• [EXERCISE DIRECTIONS] Without omitting anything, write out the listing below precisely.

• [DATA RECORDS]
((

PR #169, opened 2018-08-22
Enforce double quotes and trailing commas

benthorner:
This is brings us closer to the origin GDS style guide and removes the
ambiguity of which quote and list syntax to use, which has been a
persistent pain. Note that the quoting isn't enforced where it would be
semantically invalid (e.g. '"hello"').

https://github.com/alphagov/styleguides/blob/7a9045bf653e6f12d614217b30d70b7798ece5bd/ruby.md

### DIFF
--- a/.rubocop.yml
+++ b/.rubocop.yml
@@ -17,3 +17,13 @@ Style/FrozenStringLiteralComment:
   Enabled: true
   Exclude:
     - config/**/*
+
+Style/StringLiterals:
+  Enabled: true
+
+Style/TrailingCommaInLiteral:
+  Enabled: true
+
+Style/TrailingCommaInArguments:
+  Enabled: true
+  EnforcedStyleForMultiline: comma
--- a/Rakefile
+++ b/Rakefile
@@ -3,7 +3,7 @@
 # Add your own tasks in files placed in lib/tasks ending in .rake,
 # for example lib/tasks/capistrano.rake, and they will automatically be available to Rake.
 
-require_relative 'config/application'
+require_relative "config/application"
 
 Rails.application.load_tasks
 task default: %i(spec lint brakeman)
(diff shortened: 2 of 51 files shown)


benthorner:
@kevindew Happy to drop this if you think it could be contentious or done in a wider forum :-).

kevindew:
@benthorner Yeah, I think it's worth trialling ones here that we intend to see if they can be part of the govuk linting one. I think both of these seem like things that can be sorted with auto-correct so don't seem like they'd be painful to embrace, is that right?

Quotes seems a good candidate - and by god would I be happy that was linted - and can see from the [commit](https://github.com/alphagov/govuk-lint/commit/67e3ea748c55015818e310e6cc8d9ac6a9b148c8) that the reason that was disabled was for dealing with diffs and we seem to be moving away from that.

Trailing comma wise - that seems to have disabled years ago due to [buggy implementation](https://github.com/boffbowsh/styleguides/commit/2312a7e7519c89cea256deb085a1340b69058152) which I'd presume is fixed now since it seems separated for arguments and lists. For consistency would it make sense enabling all 3 of these https://github.com/rubocop-hq/rubocop/blob/master/config/default.yml#L1449-L1480 ? I also wonder if that might be somewhat contentious but if they're consistent with the old styleguide that's a better start than just coming up with a personal opinion.

Seems good 👍

kevindew:
Oh, only loose related but I think we can probably kill all the require "spec_helper" lines as we have that in rspecrc

benthorner:
@kevindew Yeah, it's just a '-a' flag and it works fine. And definitely these would be good to export more widely if we find we're happy to work with them.

Only one of the additional checks you mentioned still exists, while the other two are now combined into the one I already added. And good point with rspec - I've removed them as they changed anyway.

benthorner:
@emmabeynon How do you feel about this?

emmabeynon:
Whoops I missed your tag until just now - seems a reasonable trial to me 👍

benthorner:
@kevindew Done :-).

PR #170, opened 2018-08-23
[DO NOT MERGE] Basic image flow spike

kevindew:
Trello: https://github.com/alphagov/content-publisher/pull/170

This PR serves as a demonstration of work done so far in regards to image handling. I don't anticipate this will be merged but instead used as a basis for the next part of image work

## What this does

It provides a route "/documents/{id}/images" which has a file upload. When a file is uploaded it is validated that it is: 1) a jpg/gif/png 2) less than 20 MB 3) greater in dimensions than 960x640. We then process the file to strip exif data and correct orientation, the file is then stored on S3. We then show the form again which includes the newly uploaded file which has been cropped and resized automatically to 960 x 640.

## Trying this out

This branch is currently on integration and an example can be found at http://content-publisher.dev.gov.uk/documents/1/images. At later times this may need re-deploying.

## Why it's done like it's done

There are some aspects of this that deviate from the [suggested use of ActiveStorage](https://edgeguides.rubyonrails.org/active_storage_overview.html)

### Detecting mime type and calculating dimensions our self

ActiveStorage does not provide a means to validate files and the process used to calculate dimensions involves re-downloading the file from S3.

It seemed more efficient / logical to validate the uploaded file directly to check it was as anticipated and then upload it to active storage than to upload and then go through this process. It seems that the next release of ActiveStorage is geared more towards this behaviour with the introduction of [skipping some of it's steps](https://github.com/rails/rails/pull/32833)

### Initialising ActiveStorage::Blob directly

This is done mostly to experiment with the ease of this. I'm anticipating we won't be using the ActiveStorage::Attachment model as a many-to-many relationship would be tricky to maintain with our approach to versioning. The Attachment doesn't actually have a whole lot of stuff all the meat is in the Blob model.

## What next?

The next step for this is to try turn this into something that would be useful for the app. Having chatted with @alex-ju yesterday the proposal is to create two endpoints that could be used by JavaScript: 

- One to uploads an image and stores it on a document. It'd return data such as errors, path, suggested crop dimensions
- The other to update those crop dimensions for the image

This will involve working out how to store the image on a document - for which I am anticipating a JSON blob on document in the meantime, though maybe/could should evolve to be a model in it's own right particularly if the data stored gets hairy. Opinions?

The bits here are all a bit hacky and could use some refactoring and testing.


app/controllers/document_images_controller.rb
```diff
@@ -0,0 +1,168 @@
...
+    if !upload.valid?
+      redirect_to document_images_path(document),
+                   flash: { notice: "Image upload failed", errors: upload.errors }
+    else
+      blob = ActiveStorage::Blob.build_after_upload(
+        io: upload.file,
+        content_type: upload.mime_type,
+        filename: upload.filename,
+      )
+      blob.metadata[:width] = upload.dimensions[:width]
```
benthorner: Can we not give it a metadata hash when we build it?

app/controllers/document_images_controller.rb
```diff
@@ -0,0 +1,168 @@
...
+    def degrees_to_rotate(image)
+      case image["%[orientation]"]
+      when "BottomRight" then 180
+      when "RightTop" then 90
+      when "LeftBottom" then -90
+      else 0
+      end
+    end
+
+    def suggested_crop
```
benthorner: Would be nice to comment rename to mention it’s a crop around the centre.

app/controllers/document_images_controller.rb
```diff
@@ -0,0 +1,168 @@
...
+
+private
+
+  def image_params
+    params.fetch(:document, {}).permit(:image)
+  end
+
+  class UploadedImageProcessorService
+    InvalidImage = Struct.new(:valid?, :errors)
+    ValidImage = Struct.new(
```
benthorner: It probably shouldn’t be possible for ValidImage.valid? to be false ;-)

app/controllers/document_images_controller.rb
```diff
@@ -0,0 +1,168 @@
...
+
+      errors
+    end
+
+    def normalise_image(image)
+      rotate = degrees_to_rotate(image)
+      image.combine_options do |file|
+        file.rotate(rotate) unless rotate.zero?
+
+        # remove exif data
```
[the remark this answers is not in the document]
kevindew: Exif data can store information like when and where a photo was taken, these things feel like potentially sensitive information that could accidentally reveal things that are secret or embarrassing.

app/controllers/document_images_controller.rb
kevindew: Nah, it doesn't accept one as an argument. I don't think we should use it for our metadata really since it feels like it could be semi-private to Blob, next round of this has us storing this information in our own model.

app/controllers/document_images_controller.rb
kevindew: Sure. I'm extracting this out to a class of it's own and will take that on board.

app/controllers/document_images_controller.rb
kevindew: good point!

kevindew:
Thanks for having a look over @benthorner. You're right that soft delete seems something really important - I'm not clear though how that might fit into UI and thus what sort of endpoint it might need so that's unlikely to be part of next iteration. Shouldn't be complex to implement though.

))

• [EXERCISE ANSWER]
PR #169, opened 2018-08-22
Enforce double quotes and trailing commas

benthorner:
This is brings us closer to the origin GDS style guide and removes the
ambiguity of which quote and list syntax to use, which has been a
persistent pain. Note that the quoting isn't enforced where it would be
semantically invalid (e.g. '"hello"').

https://github.com/alphagov/styleguides/blob/7a9045bf653e6f12d614217b30d70b7798ece5bd/ruby.md

### DIFF
--- a/.rubocop.yml
+++ b/.rubocop.yml
@@ -17,3 +17,13 @@ Style/FrozenStringLiteralComment:
   Enabled: true
   Exclude:
     - config/**/*
+
+Style/StringLiterals:
+  Enabled: true
+
+Style/TrailingCommaInLiteral:
+  Enabled: true
+
+Style/TrailingCommaInArguments:
+  Enabled: true
+  EnforcedStyleForMultiline: comma
--- a/Rakefile
+++ b/Rakefile
@@ -3,7 +3,7 @@
 # Add your own tasks in files placed in lib/tasks ending in .rake,
 # for example lib/tasks/capistrano.rake, and they will automatically be available to Rake.
 
-require_relative 'config/application'
+require_relative "config/application"
 
 Rails.application.load_tasks
 task default: %i(spec lint brakeman)
(diff shortened: 2 of 51 files shown)


benthorner:
@kevindew Happy to drop this if you think it could be contentious or done in a wider forum :-).

kevindew:
@benthorner Yeah, I think it's worth trialling ones here that we intend to see if they can be part of the govuk linting one. I think both of these seem like things that can be sorted with auto-correct so don't seem like they'd be painful to embrace, is that right?

Quotes seems a good candidate - and by god would I be happy that was linted - and can see from the [commit](https://github.com/alphagov/govuk-lint/commit/67e3ea748c55015818e310e6cc8d9ac6a9b148c8) that the reason that was disabled was for dealing with diffs and we seem to be moving away from that.

Trailing comma wise - that seems to have disabled years ago due to [buggy implementation](https://github.com/boffbowsh/styleguides/commit/2312a7e7519c89cea256deb085a1340b69058152) which I'd presume is fixed now since it seems separated for arguments and lists. For consistency would it make sense enabling all 3 of these https://github.com/rubocop-hq/rubocop/blob/master/config/default.yml#L1449-L1480 ? I also wonder if that might be somewhat contentious but if they're consistent with the old styleguide that's a better start than just coming up with a personal opinion.

Seems good 👍

kevindew:
Oh, only loose related but I think we can probably kill all the require "spec_helper" lines as we have that in rspecrc

benthorner:
@kevindew Yeah, it's just a '-a' flag and it works fine. And definitely these would be good to export more widely if we find we're happy to work with them.

Only one of the additional checks you mentioned still exists, while the other two are now combined into the one I already added. And good point with rspec - I've removed them as they changed anyway.

benthorner:
@emmabeynon How do you feel about this?

emmabeynon:
Whoops I missed your tag until just now - seems a reasonable trial to me 👍

benthorner:
@kevindew Done :-).

PR #170, opened 2018-08-23
[DO NOT MERGE] Basic image flow spike

kevindew:
Trello: https://github.com/alphagov/content-publisher/pull/170

This PR serves as a demonstration of work done so far in regards to image handling. I don't anticipate this will be merged but instead used as a basis for the next part of image work

## What this does

It provides a route "/documents/{id}/images" which has a file upload. When a file is uploaded it is validated that it is: 1) a jpg/gif/png 2) less than 20 MB 3) greater in dimensions than 960x640. We then process the file to strip exif data and correct orientation, the file is then stored on S3. We then show the form again which includes the newly uploaded file which has been cropped and resized automatically to 960 x 640.

## Trying this out

This branch is currently on integration and an example can be found at http://content-publisher.dev.gov.uk/documents/1/images. At later times this may need re-deploying.

## Why it's done like it's done

There are some aspects of this that deviate from the [suggested use of ActiveStorage](https://edgeguides.rubyonrails.org/active_storage_overview.html)

### Detecting mime type and calculating dimensions our self

ActiveStorage does not provide a means to validate files and the process used to calculate dimensions involves re-downloading the file from S3.

It seemed more efficient / logical to validate the uploaded file directly to check it was as anticipated and then upload it to active storage than to upload and then go through this process. It seems that the next release of ActiveStorage is geared more towards this behaviour with the introduction of [skipping some of it's steps](https://github.com/rails/rails/pull/32833)

### Initialising ActiveStorage::Blob directly

This is done mostly to experiment with the ease of this. I'm anticipating we won't be using the ActiveStorage::Attachment model as a many-to-many relationship would be tricky to maintain with our approach to versioning. The Attachment doesn't actually have a whole lot of stuff all the meat is in the Blob model.

## What next?

The next step for this is to try turn this into something that would be useful for the app. Having chatted with @alex-ju yesterday the proposal is to create two endpoints that could be used by JavaScript: 

- One to uploads an image and stores it on a document. It'd return data such as errors, path, suggested crop dimensions
- The other to update those crop dimensions for the image

This will involve working out how to store the image on a document - for which I am anticipating a JSON blob on document in the meantime, though maybe/could should evolve to be a model in it's own right particularly if the data stored gets hairy. Opinions?

The bits here are all a bit hacky and could use some refactoring and testing.


app/controllers/document_images_controller.rb
```diff
@@ -0,0 +1,168 @@
...
+    if !upload.valid?
+      redirect_to document_images_path(document),
+                   flash: { notice: "Image upload failed", errors: upload.errors }
+    else
+      blob = ActiveStorage::Blob.build_after_upload(
+        io: upload.file,
+        content_type: upload.mime_type,
+        filename: upload.filename,
+      )
+      blob.metadata[:width] = upload.dimensions[:width]
```
benthorner: Can we not give it a metadata hash when we build it?

app/controllers/document_images_controller.rb
```diff
@@ -0,0 +1,168 @@
...
+    def degrees_to_rotate(image)
+      case image["%[orientation]"]
+      when "BottomRight" then 180
+      when "RightTop" then 90
+      when "LeftBottom" then -90
+      else 0
+      end
+    end
+
+    def suggested_crop
```
benthorner: Would be nice to comment rename to mention it’s a crop around the centre.

app/controllers/document_images_controller.rb
```diff
@@ -0,0 +1,168 @@
...
+
+private
+
+  def image_params
+    params.fetch(:document, {}).permit(:image)
+  end
+
+  class UploadedImageProcessorService
+    InvalidImage = Struct.new(:valid?, :errors)
+    ValidImage = Struct.new(
```
benthorner: It probably shouldn’t be possible for ValidImage.valid? to be false ;-)

app/controllers/document_images_controller.rb
```diff
@@ -0,0 +1,168 @@
...
+
+      errors
+    end
+
+    def normalise_image(image)
+      rotate = degrees_to_rotate(image)
+      image.combine_options do |file|
+        file.rotate(rotate) unless rotate.zero?
+
+        # remove exif data
```
[the remark this answers is not in the document]
kevindew: Exif data can store information like when and where a photo was taken, these things feel like potentially sensitive information that could accidentally reveal things that are secret or embarrassing.

app/controllers/document_images_controller.rb
kevindew: Nah, it doesn't accept one as an argument. I don't think we should use it for our metadata really since it feels like it could be semi-private to Blob, next round of this has us storing this information in our own model.

app/controllers/document_images_controller.rb
kevindew: Sure. I'm extracting this out to a class of it's own and will take that on board.

app/controllers/document_images_controller.rb
kevindew: good point!

kevindew:
Thanks for having a look over @benthorner. You're right that soft delete seems something really important - I'm not clear though how that might fit into UI and thus what sort of endpoint it might need so that's unlikely to be part of next iteration. Shouldn't be complex to implement though.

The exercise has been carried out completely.